AI Language Model Generates Functional Antibodies Against Diverse Viral Targets

Researchers have developed an artificial intelligence model capable of generating novel antibody sequences specific to a range of viral antigens using only the target's amino acid sequence. The model, named MAGE (Monoclonal Antibody Generator), was designed to produce paired heavy and light chain antibody sequences without relying on template antibodies or structural input.
The study, led by scientists at Vanderbilt University Medical Center and collaborators, involved fine-tuning the protein language model Progen2 on over 18,000 antibody-antigen sequence pairs sourced from public databases and high-throughput techniques such as LIBRA-seq. The resulting model was trained to identify sequence features associated with binding specificity and to generate full-length human antibody sequences in response to antigen prompts.
To assess performance, MAGE was prompted with sequences from three viral targets: the SARS-CoV-2 receptor binding domain (RBD), the prefusion F protein of respiratory syncytial virus A (RSV-A), and the hemagglutinin (HA) of a recently emerged H5N1 avian influenza strain (A/Texas/37/2024). The targets were selected based on varying degrees of representation in the training dataset.

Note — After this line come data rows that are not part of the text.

PR #106, opened 2018-03-01
Correct detection of Lustre API

dinatale2:
Correct lx_find_lustre.m4 to properly check for
header files. Also check that 'llapi_layout_alloc' is
a function in the Lustre API because dstripe currently
depends on it.

### DIFF
--- a/m4/lx_find_lustre.m4
+++ b/m4/lx_find_lustre.m4
@@ -1,26 +1,45 @@
-# looks for lustre header files
-# if found, defines LUSTRE_SUPPORT=1 in config.h
+dnl #
+dnl # Determines if Lustre API is installed.
+dnl # Checks if Lustre API has llapi_layout.
+dnl #
 AC_DEFUN([X_AC_LUSTRE], [
-  AC_MSG_CHECKING([whether to enable Lustre support])
-  AC_ARG_ENABLE([lustre],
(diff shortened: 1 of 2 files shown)


dsikich:
@dinatale2 Is there a version of Lustre that always supports this llapi_layout?

dinatale2:
@dsikich According to `git blame` on the Lustre code base, some version of Lustre 2.6 started supporting `llapi_layout`.

dsikich:
@dinatale2 okay, thanks. I think this is good. It might be nice to have a message to say which version of Lustre someone needs to run dstripe. Unless, is it possible to have a Lustre version < 2.6 and still use the llapi_layout?

dinatale2:
@dsikich Sure, I can try and improve the messaging. I also have an idea for a tweak to this that I would like to try. Stay tuned.

dinatale2:
@dsikich I updated the patch. The tweak I wanted to introduce to ` m4/lx_find_lustre.m4` didn't make sense. I did improve the messaging in `dstripe` to indicate it's current Lustre version dependent (2.7 is when `llapi_layout` was officially introduced).

dsikich:
@dinatale2 okay, great. I think that will help let people know what version of Lustre definitely supports it right away.

PR #107, opened 2018-03-09
Introduce Lustre 2.5 support

dinatale2:
Lustre 2.5 is still a widely used version of Lustre. Introduce
support for Lustre 2.5 APIs since llapi_layouts were not introduced
until 2.7.

This is currently untested. I am attempting to find a way to test it.


dsikich:
@dinatale2 I tested dstripe with and without the m4 check for the llapi ... I think we can go ahead and merge this in.

PR #111, opened 2018-03-26
Adds dfmake which can be used to create file/directory trees

adammoody:


adammoody:
@levatin1, here's the PR for dfmake.  You should be able to push updates to the filemaker branch to update this.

Experimental validation showed that, of 20 antibodies generated against the SARS-CoV-2 RBD, 9 demonstrated binding in ELISA assays, and 4 neutralized pseudovirus particles, including one with a half-maximal inhibitory concentration (IC50) below 10 ng/mL.
Against RSV-A, 7 of 23 tested antibodies demonstrated binding, and 3 neutralized the virus in vitro. Cryo-electron microscopy revealed distinct binding modes for two of the RSV-directed antibodies, with evidence of mutations contributing to their antigen recognition. One antibody, RSV-3301, targeted a less frequently characterized epitope and displayed somatic mutations not commonly observed in the training dataset.
When prompted with the HA sequence from the H5N1 A/Texas/37/2024 strain—unseen during training—MAGE generated antibody sequences that led to 5 of 18 candidates showing binding, all of which neutralized the virus. The HA sequence used shared approximately 91.5% identity with an older H5N1 strain present in the training data, allowing assessment of the model’s performance under limited prior representation.
The study also evaluated predicted developability metrics using the Therapeutic Antibody Profiler (TAP). None of the validated antibodies exceeded high-risk thresholds based on clinical-stage therapeutic benchmarks, although several fell within medium-risk categories for parameters such as CDR length.
MAGE represents a sequence-based, structure-independent approach for generating antigen-specific antibodies. Unlike methods focused on affinity maturation or CDR redesign, this model generates entire variable regions without the need for a template. The authors note that while MAGE was optimized for specificity rather than affinity or neutralization, a portion of the generated antibodies displayed functional neutralization capabilities.
The findings suggest that MAGE may contribute to early-stage antibody discovery workflows, particularly in contexts where structural information or donor-derived antibodies are unavailable. The model’s open-source code and training data have been made publicly accessible to support further research and development.